Tuesday, February 24, 2009

Car Karma

Picture me….sitting comfortably on the Hertz shuttle bus at Boston Logan airport…a comfortable hour and ten minutes before takeoff…having just returned Miss Sally’s Toyota Corolla (read yesterday’s blog) to Hertz ….when…I realize… I. Don’t. Have. My. Wallet. I had it a MINUTE ago when I got gas at the EZFuel and Pay (they felt like they had to add that last part) in that completely dodgy part of Boston....Have you ever seen a fellow traveler jump from a moving Hertz shuttle bus? Not pretty.

What’s the FIRST thing you have to do in those situations? Okay – AFTER you call Nicola? That’s right, You. Have. To. RE-RENT your car to drive back to the crack house/EZ fuel emporium to search for your wallet. Did I mention I rented this car at the Wings airport? With NO reservation? And….ummmmm….NO. I. DON’T. have my driver’s license – weren’t you listening when I was crying hysterically about my lost wallet??? THAT re-rental transaction didn’t take long.

Finally…as I am trying to find the now re-rented Corolla for my panicked, quitoic quest for the lost wallet in Cracktown… some poor Hertz worker saw my flustered self and asked me if I needed help. I threw him the keys and replied…"thank you Jeeves…YOU drive”. So whether it was an approved absence or not…"Brian” and I are careening through East Boston trying to find EZCrack and Fuel where I last saw my wallet. [NOW I wish I had tidied up Miss Sally’s corolla a bit more before I returned it…"Sorry Brian, don’t mind those 35 diet coke cans on the floorboard. Next to the 3 USA Todays and a week’s worth of soda water bottles." {sigh} ]

More desperate than mortified, I got acquainted with Brian over THIS priceless ice-breaker:
Brian: “what gas station was it?”
Maeve: “Ummmm…. I don’t know?”
I am sure Brian was wondering what the hell he had gotten himself into with the crazy lady sitting next to him like some psychic trying to pick up a reading on the exact location of the gas station “I remember a bridge…and a Dunkin Donuts…I am picking up illegal activity nearby.”

When we finally pulled into Crackie McCrackie’s House of Gas, the guy behind the bullet proof glass (!) of the outdoor teller booth looks up with his 100% toothless smile and directs me inside the store. Get the $%#^ outta here…someone turned in my wallet???

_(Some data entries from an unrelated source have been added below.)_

PR #1258, opened 2024-04-18
SONARIAC-1373 S6952: Redundant explicit dependencies between resources should be removed

petertrr:


iac-extensions/arm/src/test/resources/checks/RedundantResourceDependenciesCheck/test.json
```diff
@@ -0,0 +1,31 @@
...
+  "resources": [
+    {
+      "apiVersion": "2019-04-01",
+      "type": "Microsoft.Network/networkInterfaces",
+      "name": "noncompliant1",
+      "location": "[resourceGroup().location]",
+      "dependsOn": [
+        "[resourceId('Microsoft.Network/virtualNetworks', 'exampleVNet')]",
+        "exampleDependency",
+        "[concat('Microsoft.DBforPostgreSQL/servers/', variables('serverName'))]"
```
mstachniuk, line 13: 1. The variable `serverName` should be defined to have a complete example
2. Please also add a negative case here (only explicit dependency without any implicit reference)

iac-extensions/arm/src/test/resources/checks/RedundantResourceDependenciesCheck/test.bicep
```diff
@@ -0,0 +1,93 @@
...
+//                                                  ^^^^^^^^^^^^^^^
+  ]
+  properties: {
+    ipConfigurations: [
+      {
+        name: 'ipconfig1'
+        properties: {
+          subnet: {
+            id: exampleSubnet.id
+//              ^^^^^^^^^^^^^<
```
mstachniuk, line 47:
```suggestion
//              ^^^^^^^^^^^^^
```

iac-extensions/arm/src/test/resources/checks/RedundantResourceDependenciesCheck/test.bicep
```diff
@@ -0,0 +1,93 @@
...
+          }
+        }
+      }
+      {
+        name: 'ipconfig2'
+        properties: {
+          subnet: {
+            id: reference('exampleSubnet').id
+//                        ^^^^^^^^^^^^^^^<
```
mstachniuk, line 56:
```suggestion
//                        ^^^^^^^^^^^^^^^
```

iac-extensions/arm/src/test/java/org/sonar/iac/arm/checks/RedundantResourceDependenciesCheckTest.java
```diff
@@ -0,0 +1,39 @@
...
+import org.sonar.iac.common.testing.Verifier;
+
+class RedundantResourceDependenciesCheckTest {
+  @Test
+  void shouldRaiseIssuesInJson() {
+    // TODO SONARIAC-1426: S6952: Cover `*ResourceId` functions in the `dependsOn` block
+    // should also raise on line 11 (`dependsOn` with `resourceId`). On line 13 there is `dependsOn` with more complex function,
+    // which we can't resolve, because it's dynamic, so it's a known FN.
+    ArmVerifier.verify("RedundantResourceDependenciesCheck/test.json", new RedundantResourceDependenciesCheck(),
+      Verifier.issue(12, 8, 12, 27, "Remove this explicit dependency as it is already defined implicitly."));
```
mstachniuk, line 32: 1. Please also add a secondary location here for verification
2. static import

iac-extensions/arm/src/test/resources/checks/RedundantResourceDependenciesCheck/test.bicep
```diff
@@ -0,0 +1,93 @@
...
+        }
+      }
+    ]
+  }
+}
+
+resource publicIPAddresses 'Microsoft.Network/publicIPAddresses@2021-05-01' = [for i in range(0, 3): {
+  name: '${publicIPAddressName}${i}'
+  location: location
+}]
```
mstachniuk, line 67: Why this case is here?

iac-extensions/arm/src/test/resources/checks/RedundantResourceDependenciesCheck/test.bicep
```diff
@@ -0,0 +1,93 @@
...
+resource nonCompliant3 'Microsoft.Network/networkInterfaces@2020-06-01' = {
+  dependsOn: [
+    publicIPAddresses[0] // Noncompliant
+  ]
+  properties: {
+    name: publicIPAddresses[0].name
+  }
+}
+
+resource compliant 'Microsoft.Network/networkInterfaces@2020-06-01' = {
```
mstachniuk, line 78: please also add compliant example with explicit `dependsOn`.

iac-extensions/arm/src/main/java/org/sonar/iac/arm/checks/RedundantResourceDependenciesCheck.java
```diff
@@ -0,0 +1,169 @@
...
+        }
+      }
+
+      var symbolicReferences = new ArrayList<TextTree>();
+      for (var referencedSymbol : referencedResourcesSymbolic) {
+        var referencedName = referencedSymbol.value();
+        if (dependencyName.equals(referencedName)) {
+          symbolicReferences.add(referencedSymbol);
+        }
+      }
```
mstachniuk, line 93: Those 2 loops can be rewritten using stream API - as the stream API is used in this check already a lot, it will be good to have consistency in the scope of one file (until there is a better reason not to use stream API, e.g., performance, but IMO it is not a case here).

mstachniuk (approved):
Good progress on the ticket. Indeed it is a complex check and has a lot of cases. It was a good idea to split it. I like your comments with doc references as it is not always clear how to do things. 
Please also check (it might be a note in new ticket) how dependencies work with nessted resources.
Please see my questions, mostly nitpicks and clarification questions.

iac-extensions/arm/src/test/resources/checks/RedundantResourceDependenciesCheck/test.bicep
petertrr: It's a secondary location

iac-extensions/arm/src/test/resources/checks/RedundantResourceDependenciesCheck/test.bicep
petertrr: It's a secondary location

iac-extensions/arm/src/main/java/org/sonar/iac/arm/checks/RedundantResourceDependenciesCheck.java
```diff
@@ -0,0 +1,169 @@
...
+    }
+    return null;
+  }
+
+  private static List<TextTree> collectReferences(ResourceDeclaration resourceDeclaration) {
+    // Traverse all nodes of all property values and find expressions that can be references to other resources. This includes:
+    // * function calls to `reference[s]?` function
+    // * `Identifier`s, because they can be usages of symbolic names
+
+    return resourceDeclaration.properties().stream().flatMap(property -> getAllPropertyValues(property.value()))
```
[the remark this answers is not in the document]
petertrr: According to [docs](https://learn.microsoft.com/en-us/azure/azure-resource-manager/templates/template-functions-resource#valid-uses-1), the `reference` function is somewhat limited, but can be applied outside of resource properties.

iac-extensions/arm/src/main/java/org/sonar/iac/arm/checks/RedundantResourceDependenciesCheck.java
```diff
@@ -0,0 +1,169 @@
...
+      .flatMap(expression -> ArmTreeUtils.findAllNodes(expression, FunctionCall.class))
+      .filter(IS_REFERENCE_FUNCTION)
+      .map(functionCall -> functionCall.argumentList().elements().get(0))
+      .filter(StringLiteral.class::isInstance)
+      .map(TextTree.class::cast)
```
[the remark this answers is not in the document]
petertrr: Doesn't really make much difference; I thought the result will be broader originally. I'll change it to `StringLiteral` now.

iac-extensions/arm/src/test/resources/checks/RedundantResourceDependenciesCheck/test.bicep
petertrr: This is used in `dependsOn` of a next resource. I included it, because it enables `dependsOn` with an element of an array

petertrr:
> Please also check how dependencies work with nested resources.

AFAIU ([1](https://stackoverflow.com/questions/53068960/nested-arm-template-and-dependson), [2](https://stackoverflow.com/questions/44741476/azure-arm-dependencies-between-nested-templates?rq=3)), dependencies cannot be across parent-nested border, so if we have a valid template, we shouldn't check if we are inside nested deployment or not.

PR #1259, opened 2024-04-19
SONARIAC-1405 Fix ARM template expression conversion of multiline strings

nils-werner-sonarsource:


iac-common/src/main/java/org/sonar/iac/common/yaml/tree/YamlTreeMetadata.java
```diff
@@ -29,69 +33,134 @@
...
 
-    // endMark is not present. This happens for example when we have a file with only a comment.
-    // in that case, the root node will be an empty MappingNode with only a startMark to which the comment is attached
-    return endMark.map(mark -> TextRanges.range(startLine, startColumn, mark.getLine() + 1, mark.getColumn()))
-            .orElseGet(() -> TextRanges.range(startLine, startColumn, startLine, startColumn));
-  }
+    private static int pointer(@Nullable Mark mark) {
+      if (mark == null) {
+        throw new ParseException("Nodes are expected to have a start mark during conversion", null, null);
+      }
```
nils-werner-sonarsource, line 118: To cover this, I would have to write an artificial test case. There is no case that this will be null. But it's the result from SnakeYaml. So better safe than sorry.

iac-extensions/arm/src/test/java/org/sonar/iac/arm/parser/ArmJsonBaseConverterTest.java
```diff
@@ -165,4 +170,51 @@ void shouldShiftTextRangesOfExpressionNodes() {
...
+    var expression = converter.toExpression(functionScalar);
+
+    assertThat(expression.getKind()).isEqualTo(ArmTree.Kind.FUNCTION_CALL);
+
+    var functionCall = ((FunctionCall) expression);
+    assertThat(functionCall.textRange()).hasRange(2, 14, 4, 5);
+
+    var identifier = functionCall.name();
+    assertThat(identifier.value()).isEqualTo("function_call");
+    assertThat(identifier.textRange()).hasRange(2, 15, 2, 28);
```
mstachniuk, line 210: IMO it should be hasRange(2, 16, 2, 29); if I'm not mistaken

iac-extensions/arm/src/test/java/org/sonar/iac/arm/parser/ArmJsonBaseConverterTest.java
```diff
@@ -165,4 +170,51 @@ void shouldShiftTextRangesOfExpressionNodes() {
...
+
+    var arguments = functionCall.argumentList().elements();
+    assertThat(arguments).hasSize(1);
+
+    var argument = arguments.get(0);
+    assertThat(argument.getKind()).isEqualTo(ArmTree.Kind.STRING_LITERAL);
+    assertThat(argument).hasRange(3, 19, 3, 27);
```
mstachniuk, line 217: And here for sure the values are wrong as line 3  has only 12 characters. IMO the shifting without converting first to Location (or pointer offset from the beginning of the file) doesn't work. I had the same problem in my PR and it is a why I did this conversion to Location.

iac-extensions/arm/src/test/java/org/sonar/iac/arm/parser/ArmJsonBaseConverterTest.java
```diff
@@ -165,4 +170,51 @@ void shouldShiftTextRangesOfExpressionNodes() {
...
+    assertThat(((StringLiteral) argument).value()).isEqualTo("foobar");
+  }
```
mstachniuk, line 219: Please also add the case when string contains "\\n"

iac-extensions/arm/src/test/java/org/sonar/iac/arm/parser/ArmJsonParserTest.java
```diff
@@ -0,0 +1,44 @@
...
+    var parser = new ArmJsonParser();
+
+    var file = parser.parseJson("""
+      {
+        "string": "line1
+          line2"
+      }
+      """);
+    ScalarTree scalar = (ScalarTree) ((MappingTree) file.documents().get(0)).elements().get(0).value();
+    assertThat(scalar.value()).isEqualTo("line1\n    line2");
```
mstachniuk, line 41: please add assertions for TextRanges

mstachniuk (changes requested):
I request changes as TextRanges of parsed ARM expression inside a scallar contins wrong locations what can cause more IllegalArgumentExceptions in syntax highlighter (and checks)

iac-extensions/arm/src/test/java/org/sonar/iac/arm/parser/ArmJsonBaseConverterTest.java
nils-werner-sonarsource: The String already contains a line break `"function": "[function_call(\n          'foobar'\n        )]"`. What do you expect to see when `foobar` is split?

mstachniuk: This is an example what I had in mind: https://github.com/Azure/Azure-Sentinel/blob/master/Parsers/ASimFileEvent/ARM/vimFileEventVMwareCarbonBlackCloud/vimFileEventVMwareCarbonBlackCloud.json#L38

iac-extensions/arm/src/main/java/org/sonar/iac/arm/parser/ArmJsonParser.java
```diff
@@ -73,4 +81,26 @@ private static void setParents(ArmTree tree) {
       setParents(child);
     }
   }
+
+  class ArmJsonConverter extends YamlConverter {
+
+    @Override
+    protected YamlTree convertScalar(ScalarNode node) {
+      var metadata = YamlTreeMetadata.fromNode(node);
```
mstachniuk, line 89: Please use in new code not a deprecated method

mstachniuk (approved):
LGTM

PR #2, opened 2017-04-07
development/astyle: Updated for version 3.0

N0NB:


willysr:
merged in my branch 

closed #2

N0NB:
* On 2017 07 Apr 20:32 -0500, Willy Sudiarto Raharjo wrote:
> merged in my branch

Thanks, Willy.

Will using the GitHub pull request notifications be sufficient or should
I CC you or the mailing list as well?

- Nate

-- 

"The optimist proclaims that we live in the best of all
possible worlds.  The pessimist fears this is true."

Ham radio, Linux, bikes, and more: http://www.n0nb.us

willysr:
I think github PR should be enough. I didn't set notification before so i wasn't notified, but it should be set now

PR #3, opened 2017-06-06
development/hhvm: Updated for version 3.19.2

belka-ew:


willysr:
Applied in https://git.slackbuilds.org/slackbuilds/commit/?id=004b231ba

Closed #3

PR #4, opened 2017-06-11
Updates ctags, hhvm 3.20.2

belka-ew:
I just realized that I haven't updated hhvm for a long time :)

PS: Is it ok if multiple updates are in a single pull request (of cause in separate commits)?

Thanks.


willysr:
Better to have different PR so it's easier to merge for me :)

willysr:
merged in my branch

thanks

PR #12, opened 2017-08-04
development/hhvm: Updated for version 3.21.0

belka-ew:


willysr:
merged in my branch

thanks

PR #14, opened 2017-08-10
libraries/luadbi: Fixed download link

aclemons:
Homepage remains unchanged. Seems there is not a canonical replacement
at the moment.


willysr:
merged in my branch

thanks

When I asked the guy behind the counter at Amy Winehouse’s Discount Plaza if anyone had turned in a wallet, he asked me for the name on the license. After I told him…he asked me where I’m from so he could verify the location. Seriously? How many OTHER a) white girls b) who are looking for their lost wallets c) who are named Maeve McC come through here??!!?? Thank you for saving my wallet, asshole?

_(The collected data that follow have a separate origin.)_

PR #23, opened 2017-09-08
development/dmd: Updated for version 2.076.0

belka-ew:
Sorry, I should fix my latest dmd commit. Lately I made the package a bit smaller, but broke some imports. This should fix it.
I do a commit against master. If I should rebase it on you slackbuilds' branch, I can do that.
And I think that I will switch to building dmd from source soon since I know now how to get it working.


willysr:
merged in my branch

PR #31, opened 2017-11-02
Scattering of URL and MD5SUM fixups

aclemons:
A set of fixups I've found where URLs are no longer valid or the contents / MD5SUMs have changed + a couple of patches for builds broken by curl updates.


willysr:
merged in my branch

PR #39, opened 2017-11-18
Fix syntax error for mapnik

AMDmi3:


willysr:
I have this patched in my branch already

PR #1211, opened 2023-12-19
Put account creation under feature flag

mpellerin42:


libs/user/src/assets/i18n/en.json
```diff
@@ -29,6 +29,7 @@
 	"login.google-workspace": "Google Workspace",
 	"login.have_account": "Don’t have an account?",
 	"login.login": "Log in",
+	"login.onboarding-disabled": "Account creation is temporarily disabled as part of a maintenance operation. She will be restored quickly.",
```
ebrehault, line 32: `It will be` not `she`
You should have use english as base language before translating

ebrehault (changes requested):

ebrehault (approved):

PR #1213, opened 2023-12-19
Ericbrehault/sc 8156/final migration to new regional endpoints

ebrehault:


libs/sdk-core/src/lib/test.utils.spec.ts
```diff
@@ -13,6 +13,22 @@ export const mockFetch = (response: any) => {
   ) as jest.Mock;
 };
 
+export const multiMockFetch = (responses: { [url: string]: any }) => {
+  global.fetch = jest.fn((url: string) => {
+    console.log('url', url);
```
mpellerin42, line 18: cleanup `console.log`

operramon (approved):

PR #1232, opened 2023-12-28
[sc-8131] New Label sets page layout

mpellerin42:
Waiting for design approval on new label set colors.

Once merged, we should also merge https://github.com/nuclia/e2e/pull/43


libs/common/src/lib/label/label-sets/label-set/label-set.component.ts
```diff
@@ -33,6 +33,14 @@ export class LabelSetComponent implements OnDestroy {
     title: new FormControl<string>('', { validators: [Validators.required, Sluggable()], nonNullable: true }),
     kind: new FormControl<LabelSetKind | undefined>(undefined, { validators: [Validators.required] }),
     exclusive: new FormControl<boolean>(false),
+    labels: new FormControl<string>('', {
+      nonNullable: true,
+      updateOn: 'blur',
+      validators: [
```
operramon, line 39: Regarding label names, the character `/` and `{`,`}` weren't allowed in the previous labels page.
https://github.com/nuclia/frontend/blob/main/libs/common/src/lib/label/label-sets/label-set/label/label.component.html#L14
Should this restriction be kept ?
I guess `/` was restricted because label filters include this character.
I don't know why curly braces were restricted.

operramon (approved):

libs/common/src/lib/label/label-sets/label-set/label-set.component.ts
mpellerin42: you are right, I forgot about that! I'll fix it before merging, thanks for catching this.

PR #1242, opened 2024-01-05
[sc-8194] Fix cache param on translations

operramon:


libs/core/src/lib/config/app.init.service.ts
```diff
@@ -40,9 +40,10 @@ export class AppInitService {
   // This is the method you want to call at bootstrap
   // Important: It should return a Promise
   public init(staticEnv: StaticEnvironmentConfiguration) {
+    const timestamp = Math.floor(Date.now() / 1000);
     return firstValueFrom(
       from(
-        fetch('assets/deployment/app-config.json').then(function (response) {
+        fetch(`assets/deployment/app-config.json?t=${timestamp}`).then(function (response) {
```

But there it was…the whole thick wallet. I went to tip Mr. Funnypants…but while my good Samaritan had no use for my Southwest credit cards (what…no miles?) the cash had had been picked clean. 150 bucks Stupid Tax. And in THIS neighborhood? $150 cash counts as a stimulus package. I know I’m taking a tax deduction for it.

AND I made my flight with 6 minutes to spare. I even had time to buy a NY Times (can you charge that $1.50 to my Southwest credit card?)

The moral to this story? Prepay the gas.

1 comment:

Unknown said...

have I mentioned that I miss this blog?